ECLI:NL:RVS:2024:5182
Raad van State
- Voorlopige voorziening+bodemzaak
- M.J.M. Ristra-Peeters
- F.W. de Lange
- Rechtspraak.nl
Afwijzing verblijfsvergunning asiel en verzoek om voorlopige voorziening
Op 16 december 2024 heeft de Raad van State uitspraak gedaan in een zaak betreffende de afwijzing van een aanvraag voor een verblijfsvergunning asiel voor bepaalde tijd door de minister van Asiel en Migratie. De vreemdeling had op 25 oktober 2024 een aanvraag ingediend, die door de minister werd afgewezen. Hiertegen heeft de vreemdeling, vertegenwoordigd door mr. M. Pater, hoger beroep ingesteld en verzocht om een voorlopige voorziening. De rechtbank Den Haag had op 21 november 2024 het beroep van de vreemdeling ongegrond verklaard, wat leidde tot het hoger beroep bij de Raad van State.
De voorzieningenrechter van de Afdeling bestuursrechtspraak heeft in zijn overwegingen vastgesteld dat het hoger beroep niet leidt tot vernietiging van de uitspraak van de rechtbank. De rechtbank had terecht en op goede gronden geoordeeld, en de voorzieningenrechter nam de motivering van de rechtbank over.
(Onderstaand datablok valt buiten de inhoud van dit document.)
PR #5821, opened 2026-07-18
Update SportOnTV link to new domain

sportontv:


nbats:
ty will merge into next update

PR #5845, opened 2026-07-20
chore: remove winmoji because of rerouted url to gambling site

farmatenl:
**remove winmoji because of rerouted url to gambling site**


nbats:
thank you, will remove it next update

PR #5861, opened 2026-07-22
edit Feedback widget

litekin:
- added email as a contact option (Kai approved)
- changed the example feedback input field to be sans font instead of monospace, like the example contact input field
- removed some overly silly and unnecessary prompt texts (sorry lol)
- changed `ex.` -> `e.g.` I just think that's better but it's personal preference ig


bbbreaddd:
Looks good

PR #151, opened 2019-10-31
Removed EBI layer on Homologies-related pipelines

JAlvarezJarreta:
Ticket [ENSCOMPARASW-2486](https://www.ebi.ac.uk/panda/jira/browse/ENSCOMPARASW-2486) (part 6/7).


modules/Bio/EnsEMBL/Compara/PipeConfig/Vertebrates/OrthologQM_Alignment_conf.pm
```diff
@@ -0,0 +1,80 @@
...
+
+=head1 SYNOPSIS
+
+    For Vertebrates:
+        init_pipeline.pl Bio::EnsEMBL::Compara::PipeConfig::Vertebrates::OrthologQM_Alignment_conf -host mysql-ens-compara-prod-X -port XXXX \
+            -member_type <protein_or_ncrna>
+
+    For a specific strain/breed:
+        init_pipeline.pl Bio::EnsEMBL::Compara::PipeConfig::Vertebrates::OrthologQM_Alignment_conf -host mysql-ens-compara-prod-X -port XXXX \
+            -member_type <protein_or_ncrna> -collection <murinae_or_sus>
```
carlacummins: Also need to include the `compara_db`, since the default is to use the `member_type` to point to either `compara_ptrees` or `compara_nctrees`, rather than `sus_ptrees`, for example.

modules/Bio/EnsEMBL/Compara/PipeConfig/Plants/Synteny_conf.pm
```diff
@@ -51,11 +54,11 @@ sub default_options {
     my ($self) = @_;
     return {
         %{$self->SUPER::default_options},   # inherit the generic ones
-
-        'master_db' => 'compara_master',
-        'work_dir'  => $self->o('pipeline_dir'),
+        'division'     => 'plants',
+        
+        'alignment_db'    => 'compara_curr',
+        'curr_release_db' => 'compara_curr',
```
carlacummins: These seem like the kind of thing you would have moved to the base class in other cases (since the setting is the same for verts and plants). Any reason this is different?

carlacummins:
Github reporting conflicts here too

modules/Bio/EnsEMBL/Compara/PipeConfig/Vertebrates/StrainsOrthologQM_Alignment_conf.pm
```diff
@@ -0,0 +1,56 @@
...
+
+use base ('Bio::EnsEMBL::Compara::PipeConfig::Vertebrates::OrthologQM_Alignment_conf');
+
+
+sub default_options {
+    my ($self) = @_;
+    return {
+        %{$self->SUPER::default_options},   # inherit the generic ones
+
+        'collection'  => undef, # undef to force to be passed as an argument
```
muffato: This doesn't force anything. There will be Perl warnings such as
> Use of uninitialized value in substitution iterator at /home/matthieu/workspace/src/hive/master/modules/Bio/EnsEMBL/Hive/DependentOptions.pm line 200.
and the database will be named like `matthieu_vertebrates__protein_orth_qm_wga_99`

To really force something you can:
- either edit `$self->SUPER::default_options` to remove `collection`, but we never do this pattern
- or introduce an alias like `'collection' => $self->o('collection_name'),`

modules/Bio/EnsEMBL/Compara/PipeConfig/Vertebrates/StrainsOrthologQM_Alignment_conf.pm
```diff
@@ -0,0 +1,56 @@
...
+        
+        'compara_db'  => '#expr( (#member_type# eq "protein") ? "#collection#_ptrees" : "#collection#_nctrees" )expr#',
```
muffato: `collection` must be put in pipeline_wide_parameters for this to work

Het hogerberoepschrift bevatte geen vragen die in het belang van de rechtseenheid, rechtsontwikkeling of rechtsbescherming beantwoord moesten worden, waardoor verdere motivering niet nodig was.
De voorzieningenrechter heeft het verzoek om voorlopige voorziening afgewezen en de uitspraak van de rechtbank bevestigd. De minister van Asiel en Migratie hoeft geen proceskosten te vergoeden. De uitspraak werd openbaar uitgesproken op dezelfde datum.